Macrophage is a fundamental part of the innate immune defense mechanisms and an essential component of tumor microenvironment [16]. It can be characterized as pro-inflammatory M1 or anti-inflammatory M2 macrophage [17,18]. M1 macrophage secretes pro-inflammatory cytokines promote specific immunity to provoke antitumor immunity by inducing T cell recruitment and activation, while M2 macrophages produce anti-inflammatory cytokines which would support tumorigenesis [[19], [20], [21]]. Accumulating evidences have assumed that some specific nanoparticles, like iron oxide and polymer, have implication in macrophage polarization [[22], [23], [24]]. Fullerene derivatives, including fullerenol [C₆₀(OH)₂₂] and Gd-metallofullerenol [Gd@C₈₂(OH)₂₂], have also been reported as efficient immunoadjuvants for HIV-1 DNA vaccines and cancer therapeutic agents [25,26]. In our previous studies, Fullerene and its derivatives have been identified as imaging agents [27], metalloproteinase inhibitors [28] and radical scavengers [29]. Also, both fullerenol and Gd-metallofullerenol nanoparticles can arouse both strong immune responses and highly delivery capacity against malignant disease [30,31]. Nevertheless, the role of Gd-metallofullerenol mediated immune response in cancer treatment especially combining with chemodrugs is remained obscure.

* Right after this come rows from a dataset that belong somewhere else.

PR #499, opened 2023-04-18
feature: Create new UI component Toggle

HoonBaek:
### Description Of Changes

Dev Docs: https://sendbird.atlassian.net/wiki/spaces/UK/pages/2061664531/Toggle+component

path
```javascript
import { Toggle, ToggleContainer, ToggleUI,  useToggleContext } from '@sendbird/ui/Toggle';
```

Provide
* ToggleContainer: A context provider component that has only logic of managing the toggle status
* ToggleUI: An UI component that doesn't include managing logic
* Toggle: A combination of ToggleContainer and ToggleUI components
* useToggleContext: A custom `useContext` hook that you can get the context from ToggleContainer

[UIKIT-3631](https://sendbird.atlassian.net/browse/UIKIT-3631)

[UIKIT-3631]: https://sendbird.atlassian.net/browse/UIKIT-3631?atlOrigin=eyJpIjoiNWRkNTljNzYxNjVmNDY3MDlhMDU5Y2ZhYzA5YTRkZjUiLCJwIjoiZ2l0aHViLWNvbS1KU1cifQ

### DIFF
--- a/scripts/index_d_ts
+++ b/scripts/index_d_ts
@@ -1,5 +1,3 @@
-import { ChangeEventHandler } from 'react';
-
 /**
  * Type Definitions for @sendbird/uikit-react@{{ version }}
  * homepage: https://sendbird.com/
@@ -2478,9 +2476,9 @@ declare module '@sendbird/uikit-react/ui/Toggle' {
     defaultChecked?: boolean;
     disabled?: boolean;
     reversed?: boolean;
-    onChange?: ChangeEventHandler<HTMLInputElement>;
-    onFocus?: ChangeEventHandler<HTMLInputElement>;
-    onBlur?: ChangeEventHandler<HTMLInputElement>;
+    onChange?: React.ChangeEventHandler<HTMLInputElement>;
+    onFocus?: React.ChangeEventHandler<HTMLInputElement>;
+    onBlur?: React.ChangeEventHandler<HTMLInputElement>;
   }
   export interface ToggleContainerProps extends ToggleContextInterface {
     children?: React.ReactElement;
--- a/scripts/index_d_ts
+++ b/scripts/index_d_ts
@@ -2475,7 +2475,6 @@ declare module '@sendbird/uikit-react/ui/Toggle' {
     checked?: boolean;
     defaultChecked?: boolean;
     disabled?: boolean;
-    reversed?: boolean;
     onChange?: React.ChangeEventHandler<HTMLInputElement>;
     onFocus?: React.ChangeEventHandler<HTMLInputElement>;
     onBlur?: React.ChangeEventHandler<HTMLInputElement>;
@@ -2484,6 +2483,7 @@ declare module '@sendbird/uikit-react/ui/Toggle' {
     children?: React.ReactElement;
   }
   export interface ToggleUIProps {
+    reversed?: boolean;
     width?: string;
     animationDuration?: string;
     style?: Record<string, string>;
--- a/scripts/index_d_ts
+++ b/scripts/index_d_ts
@@ -1,3 +1,5 @@
+import { ChangeEventHandler } from 'react';
+
 /**
  * Type Definitions for @sendbird/uikit-react@{{ version }}
  * homepage: https://sendbird.com/
@@ -2468,6 +2470,37 @@ declare module '@sendbird/uikit-react/ui/ThumbnailMessageItemBody' {
   }
   const ThumbnailMessageItemBody: React.FC<ThumbnailMessageItemBodyProps>;
   export default ThumbnailMessageItemBody;
+}
+
+declare module '@sendbird/uikit-react/ui/Toggle' {
+  export interface ToggleContextInterface {
+    checked?: boolean;
+    defaultChecked?: boolean;
+    disabled?: boolean;
+    reversed?: boolean;
+    onChange?: ChangeEventHandler<HTMLInputElement>;
+    onFocus?: ChangeEventHandler<HTMLInputElement>;
+    onBlur?: ChangeEventHandler<HTMLInputElement>;
+  }
+  export interface ToggleContainerProps extends ToggleContextInterface {
+    children?: React.ReactElement;
+  }
+  export interface ToggleUIProps {
+    className?: string;
+    width?: string;
+    animationDuration?: string;
+    style?: Record<string, string>;
+    name?: string;
+    id?: string;
+    ariaLabel?: string;
+    ariaLabelledby?: string;
+  }
+  export interface ToggleProps extends ToggleContainerProps, ToggleUIProps {}
+  
+  export const Toggle: React.FC<ToggleProps>;
+  export const ToggleContainer: React.FC<ToggleContainerProps>;
+  export const ToggleUI: React.FC<ToggleUIProps>;
+  export function useToggleContext(): ToggleContextInterface;
 }
 
 declare module '@sendbird/uikit-react/ui/Tooltip' {
--- a/scripts/index_d_ts
+++ b/scripts/index_d_ts
@@ -2486,7 +2486,6 @@ declare module '@sendbird/uikit-react/ui/Toggle' {
     children?: React.ReactElement;
   }
   export interface ToggleUIProps {
-    className?: string;
     width?: string;
     animationDuration?: string;
     style?: Record<string, string>;
@@ -2495,8 +2494,9 @@ declare module '@sendbird/uikit-react/ui/Toggle' {
     ariaLabel?: string;
     ariaLabelledby?: string;
   }
-  export interface ToggleProps extends ToggleContainerProps, ToggleUIProps {}
-  
+  export interface ToggleProps extends ToggleContainerProps, ToggleUIProps {
+    className?: string;
+  }
   export const Toggle: React.FC<ToggleProps>;
   export const ToggleContainer: React.FC<ToggleContainerProps>;
   export const ToggleUI: React.FC<ToggleUIProps>;
--- a/src/ui/Toggle/ToggleContainer.tsx
+++ b/src/ui/Toggle/ToggleContainer.tsx
@@ -15,7 +15,6 @@ export function ToggleContainer({
   checked = Dvalue.checked, // null
   defaultChecked = Dvalue.defaultChecked,
   disabled = Dvalue.disabled,
-  reversed = Dvalue.reversed,
   onChange = Dvalue.onChange,
   onFocus = Dvalue.onFocus,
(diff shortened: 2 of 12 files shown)


scripts/index_d_ts
```diff
@@ -1,3 +1,5 @@
+import { ChangeEventHandler } from 'react';
```
HoonBaek, line 1: Is this okay?

HoonBaek:
Uploading Record of Toggle.mp4…

HoonBaek:
https://user-images.githubusercontent.com/46333979/232713541-fbe203e2-b886-4c98-aa83-17dea32caa70.mp4

scripts/index_d_ts
sravan-s: probably better move inside `SendbirdUIKitGlobal`,

sravan-s: actually, see comment below

scripts/index_d_ts
```diff
@@ -2470,6 +2472,37 @@ declare module '@sendbird/uikit-react/ui/ThumbnailMessageItemBody' {
   export default ThumbnailMessageItemBody;
 }
 
+declare module '@sendbird/uikit-react/ui/Toggle' {
+  export interface ToggleContextInterface {
+    checked?: boolean;
+    defaultChecked?: boolean;
+    disabled?: boolean;
+    reversed?: boolean;
+    onChange?: ChangeEventHandler<HTMLInputElement>;
```
sravan-s, line 2481: React.ChangeEventHandler<HTMLInputElement> doesnt work?

sravan-s (commented):
Nice job, let me check

scripts/index_d_ts
HoonBaek: Ah yes, that's good

src/ui/Toggle/ToggleContext.ts
```diff
@@ -0,0 +1,34 @@
...
+  reversed?: boolean;
+  onChange?: ChangeEventHandler<HTMLInputElement>;
+  onFocus?: ChangeEventHandler<HTMLInputElement>;
+  onBlur?: ChangeEventHandler<HTMLInputElement>;
+}
+
+export const ToggleContext = React.createContext<ToggleContextInterface>(TOGGLE_DEFAULT_VALUE);
+
+export function useToggleContext(): ToggleContextInterface {
+  const context = React.useContext(ToggleContext);
```
sravan-s, line 32: good to check & throw error when context is empty ~

src/ui/Toggle/ToggleUI.tsx
```diff
@@ -0,0 +1,94 @@
...
+  const toggleWidth = useMemo(() => (
+    filterNumber(width)?.[0]
+  ), [width]);
+  const toggleHeight = useMemo(() => (
+    toggleWidth / 2
+  ), [toggleWidth]);
+  const dotSize = useMemo(() => (
+    toggleHeight * 0.6
+    // The size of dot should be 60% of toggle height
+  ), [toggleHeight]);
```
sravan-s, line 46: Dont need to memoize these :) just use normal number

src/ui/Toggle/index.scss
```diff
@@ -0,0 +1,82 @@
+@import '../../styles/variables';
+
+.sendbird-input-toggle-button {
+  position: relative;
+  display: inline-flex;
+  align-items: center;
+
+  box-shadow: 2px solid red;
```
sravan-s, line 8: box-shadow: red >  same for both themes? :curious:

HoonBaek: it's a legacy, let me remove it thanks

src/ui/Toggle/ToggleContext.ts
HoonBaek: Could you show me an example?

sravan-s:
```
  const context = React.useContext(MessageContext);
  if (context === undefined) {
    throw new Error('useMessageContext must be used within a MessageProvider');
  }
  return context;
```

src/ui/Toggle/__tests__/__snapshots__/Toggle.spec.js.snap
```diff
@@ -0,0 +1,26 @@
+// Jest Snapshot v1, https://goo.gl/fbAQLP
+
+exports[`Toggle should do a snapshot test of the Toggle DOM 1`] = `
+<DocumentFragment>
+  <div
+    class="sendbird-ui-toggle undefined"
+  >
+    <label
+      class="sendbird-input-toggle-button  --unchecked"
```
sravan-s, line 9: To better to follow BEM (atleast as we are trying to), for consistency, the classnames should be `sendbird-input-toggle-button  sendbird-input-toggle-button--unchecked `

src/ui/Toggle/__tests__/__snapshots__/Toggle.spec.js.snap
```diff
@@ -0,0 +1,26 @@
...
+      <div
+        class="sendbird-input-toggle-button__inner-dot sendbird-input-toggle-button__inner-dot--inactivate"
+        style="width: 12px; height: 12px; animation-duration: 0.5s;"
+      />
+      <input
+        aria-label=""
+        aria-labelledby=""
+        id=""
+        name=""
+        type="checkbox"
```
sravan-s, line 21: good to have one more snapshot with these values on

src/ui/Toggle/index.scss
```diff
@@ -0,0 +1,81 @@
...
+  position: absolute;
+  border-radius: 50%;
+  @include themed() {
+    background-color: t(bg-0);
+  }
+  animation-iteration-count: 1;
+}
+
+/* Manage animation and position by status */
+@keyframes moveToRight {
```
sravan-s, line 46: maybe call these `sendbirdMoveToRight` ~

src/ui/Toggle/index.scss
```diff
@@ -0,0 +1,81 @@
...
+  0% { right: 60%; }
+  100% { right: 10%; }
+}
+@keyframes moveToLeft {
+  0% { right: 10%; }
+  100% { right: 60%; }
+}
+// normal - animation
+.sendbird-input-toggle-button.--turned-on .sendbird-input-toggle-button__inner-dot {
```
sravan-s, line 55: from previous comment about BEM:  `.sendbird-input-toggle-button--turned-on`

src/ui/Toggle/ToggleContext.ts
```diff
@@ -0,0 +1,36 @@
...
+
+export const ToggleContext = React.createContext<ToggleContextInterface>(TOGGLE_DEFAULT_VALUE);
+
+export function useToggleContext(): ToggleContextInterface {
+  let context = null;
+  try {
+    context = React.useContext(ToggleContext);
+    return context;
+  } catch (_) { }
+  return context;
```
sravan-s, line 35: Ah.. from previous comment, I wanted to say, its okay to throw error here:
It would be caught at development side while developer is implementing :) 

```
  const context = React.useContext(MessageContext);
  if (context === undefined) {
    throw new Error('useToggleContext must be used within a ToggleContainer');
  }
  return context;
```

HoonBaek: Ah, yeah I felt I understood wrong. Thanks

src/ui/Toggle/__tests__/__snapshots__/Toggle.spec.js.snap
HoonBaek: I was worried about the query selector became too longer in CSS

src/ui/Toggle/ToggleContainer.tsx
```diff
@@ -0,0 +1,53 @@
...
+  checked = Dvalue.checked, // null
+  defaultChecked = Dvalue.defaultChecked,
+  disabled = Dvalue.disabled,
+  onChange = Dvalue.onChange,
+  onFocus = Dvalue.onFocus,
+  onBlur = Dvalue.onBlur,
+  children = null,
+}: ToggleContainerProps): React.ReactElement {
+  const [isChecked, setChecked] = useState(defaultChecked || false);
+  const useOnChangeCallback = useCallback((e: ChangeEvent<HTMLInputElement>) => {
```
AhyoungRyu, line 24: nit; 
```suggestion
  const handleChange = useCallback((e: ChangeEvent<HTMLInputElement>) => {
```
this kind of shorten name \wo `use` prefix would be fine here

src/ui/Toggle/utils.ts
```diff
@@ -0,0 +1,10 @@
+export function filterNumber(str: string): Array<number> {
+  if (typeof str === 'number') {
+    return [str];
+  } else if (typeof str !== 'string') {
+    return [];
+  }
```
AhyoungRyu, line 6: Since the param type is 'string', this case won't be exist I guess. 
```
filterNumber(111) 
// or
filterNumber({...})
```
Both will throw an type error from beginning.

src/ui/Toggle/ToggleUI.tsx
```diff
@@ -0,0 +1,89 @@
...
+  const {
+    checked,
+    disabled,
+    onChange,
+    onFocus,
+    onBlur,
+  } = useToggleContext();
+
+  // animation should not be activated in the initialization step
+  const [animatedClassName, setAnimated] = useState('');
```
AhyoungRyu, line 36:
```suggestion
  const [animatedClassName, setAnimatedClassName] = useState('');
```
Why don't we give the exact name for the dispatcher?

AhyoungRyu (approved):
Great work! Just left some nit comments which are not blockers.

src/ui/Toggle/utils.ts
HoonBaek: I think the error will be shown for TypeScript, but we are supporting pure JavaScript too.
anyway, I applied for the review, could you review it again? @AhyoungRyu

AhyoungRyu: Ahh I see. Thank you for the update :)

AhyoungRyu (approved):

src/ui/Toggle/index.scss
```diff
@@ -0,0 +1,81 @@
+@import '../../styles/variables';
+
+.sendbird-input-toggle-button {
```
sravan-s, line 3: have recommendation to rewrite this file, will explain

HoonBaek: I applied that!

sravan-s (approved):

Herein, we developed a co-delivery nanosystem which utilized PEG-PLGA polymer to envelop Gd-metallofullerenol and Dox drug that realized combined cancer treatment with chemo-toxic effect and immunomodulation. Via this elaborate design, the Dox treatment effectiveness was significantly enhanced in vivo. By regulating the ratio of M2 to M1 phenotype in tumor microenvironment, Gd-metallofullerenol nanoparticles achieved the immune modulation with potential anti-tumor activity and significantly improved the encapsulation efficiency of Dox in polymer cargo. Furthermore, the combined delivery of Dox and Gd-metallofullerenol attained synergistic anti-tumor effect of chemo-immunotherapy. Therefore, our strategy that combining Gd-metallofullerenol immune-provoking with chemotherapy will be benefit for improving the effectiveness of cancer therapy.